Imagine Beyond! Distributionally Robust Auto-Encoding for State Space Coverage in Online Reinforcement Learning
Castanet, Nicolas, Sigaud, Olivier, Lamprier, Sylvain
Goal-Conditioned Reinforcement Learning (GCRL) enables agents to autonomously acquire diverse behaviors, but faces major challenges in visual environments due to high-dimensional, semantically sparse observations. In the online setting, where agents learn representations while exploring, the latent space evolves with the agent's policy, to capture newly discovered areas of the environment. However, without incentivization to maximize state coverage in the representation, classical approaches based on auto-encoders may converge to latent spaces that over-represent a restricted set of states frequently visited by the agent.

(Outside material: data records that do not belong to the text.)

PR #5, opened 2018-05-07
Don't give a null serverConnection to DnsResolver

bemasc:
DnsResolverUdpToHttps can't possibly work if serverConnection is null.
This may only happen in situations that wouldn't work anyway
(e.g. bootstrap failed), but it's still illogical and is producing
a lot of error reports.

Change-Id: I30f33209bf32d56060e6a3d92ab70184bd12e282

### DIFF
--- a/Android/app/src/main/java/app/intra/DnsVpnService.java
+++ b/Android/app/src/main/java/app/intra/DnsVpnService.java
@@ -286,14 +286,14 @@ public class DnsVpnService extends VpnService implements NetworkManager.NetworkL
     }
   }
 
-  private void startDnsResolver() {
-    if (dnsResolver == null) {
+  private synchronized void startDnsResolver() {
+    if (dnsResolver == null && serverConnection != null) {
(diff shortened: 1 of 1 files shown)


Android/app/src/main/java/app/intra/DnsVpnService.java
```diff
@@ -286,14 +286,14 @@ private void pingLocalDns() {
     }
   }
 
-  private void startDnsResolver() {
-    if (dnsResolver == null) {
+  private synchronized void startDnsResolver() {
+    if (dnsResolver == null && serverConnection != null) {
```
alalamav: Should we submit a crash report if `serverConnection == null`?

bemasc: I don't think it's necessarily an error.  For example, if `onNetworkConnected` runs during bootstrap, and bootstrap fails, then `onNetworkConnected` will call `startDnsResolver`, but `dnsResolver` and `serverConnection` will both be `null`.

It does seem like there's probably a better way, but fixing it might require rethinking the whole activation user experience.

PR #7, opened 2018-05-09
Korean trasnlation

alexkoala-old:


alexkoala:
I signed it!

cjhenck:
Thanks for your contribution! The user interface isn't standardized yet so we aren't ready to add more languages, but we will certainly incorporate your translation once we're ready.

May I ask how you found out about Intra? Is it working well for you?

alexkoala:
I found this app in korea wiki called namu.wiki. [Here is the link.](https://namu.wiki/w/%EB%B0%A4%ED%86%A0%EB%81%BC)
The South Korea goverment has started DNS censorship. If someone lives in korea access the blocked website using http, it redirects to [warning.or.kr](http://warning.or.kr) because Korea goverment is doing DPI. That means If server uses https, Korea goverment can't block website. The example is [4shared.com](https://www.4shared.com/). But Korea Goverment started DNS censorship in May 4, 2018. It blocks the user who wants to access blocked website using https. I think this way is very wrong because Korea goverment can abuse this technology.
Of course people can just change their DNS to Google Public DNS or Cloudflare DNS, but it is annoying. This app is really easy to use. I wanted to help this project to many korean can use this app.

And the app works very good.

PR #12, opened 2018-06-12
Centralize preference state

bemasc:
In addition to improving code health, this removes the VPN
service's reliance on Intent extras, which is a prerequisite
for always-on/autostart.

### DIFF
--- a/Android/app/src/main/java/app/intra/Preferences.java
+++ b/Android/app/src/main/java/app/intra/Preferences.java
@@ -1,0 +1,106 @@
+package app.intra;
+
+import android.content.Context;
+import android.content.SharedPreferences;
+import java.util.Arrays;
+import java.util.HashSet;
+import java.util.List;
+import java.util.Set;
+
+/**
+ * Static class representing on-disk storage of mutable state.  Collecting this all in one class
+ * helps to reduce duplication of code using SharedPreferences, allows settings to be read and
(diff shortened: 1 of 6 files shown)


Android/app/src/main/java/app/intra/Preferences.java
```diff
@@ -0,0 +1,106 @@
...
+  // TODO: Unify preferences into a single file.
+  private static final String APPROVAL_PREFS_NAME = "IntroState";
+
+  private static SharedPreferences getSettings(Context context) {
+    return context.getSharedPreferences(MAIN_PREFS_NAME, Context.MODE_PRIVATE);
+  }
+
+  public static String getServerName(Context context) {
+    SharedPreferences settings = getSettings(context);
+
```
alalamav: nit: whitespace after `getSettings` in this file

Android/app/src/main/java/app/intra/Preferences.java
```diff
@@ -0,0 +1,106 @@
...
+    String defaultDomain = context.getResources().getStringArray(R.array.domains)[0];
+    return settings.getString(SERVER_KEY, defaultDomain);
+  }
+
+  public static boolean setServerName(Context context, String name) {
+    String oldName = getServerName(context);
+    if (name.equals(oldName)) {
```
alalamav: Can `name` be null?

Issue #11, opened 2018-06-10
Always On VPN


hpfm-2:
Can the app support Always on VPN and/or ability to turn on at startup?

andrebrait:
Besides the starting on boot up, the rest is already possible, I think. Android has built in a setting for always-on VPN and mine has been running without disconnects for days now.

PR #14, opened 2018-06-13
Add autostart-on-boot

bemasc:
This change relaunches Intra on boot if it was active at shutdown,
so that the VPN stays active until the user turns it off.

This is relevant to #11.

### DIFF
--- a/Android/app/src/main/java/app/intra/AutoStarter.java
+++ b/Android/app/src/main/java/app/intra/AutoStarter.java
@@ -1,0 +1,38 @@
+package app.intra;
+
+import android.content.BroadcastReceiver;
+import android.content.Context;
+import android.content.Intent;
+import android.net.VpnService;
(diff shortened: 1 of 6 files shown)


Android/app/src/main/java/app/intra/AutoStarter.java
```diff
@@ -0,0 +1,38 @@
...
+import android.content.Context;
+import android.content.Intent;
+import android.net.VpnService;
+import android.util.Log;
+import com.google.firebase.crash.FirebaseCrash;
+
+/**
+ * Broadcast receiver that runs on boot.
+ */
+
```
alalamav: nit: this also runs when the app restarted due to an update; extra newline here.

bemasc: Fixed.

This is exacerbated in an intrinsic motivation setting, where the agent uses the distribution encoded in the latent space to sample the goals it learns to master. To address this issue, we propose to progressively enforce distributional shifts towards a uniform distribution over the full state space, to ensure a full coverage of skills that can be learned in the environment. We introduce DRAG (Distributionally Robust Auto-Encoding for GCRL), a method that combines the $β$-VAE framework with Distributionally Robust Optimization. DRAG leverages an adversarial neural weighter of training states of the VAE, to account for the mismatch between the current data distribution and unseen parts of the environment. This allows the agent to construct semantically meaningful latent spaces beyond its immediate experience. Our approach improves state space coverage and downstream control performance on hard exploration environments such as mazes and robotic control involving walls to bypass, without pre-training nor prior environment knowledge.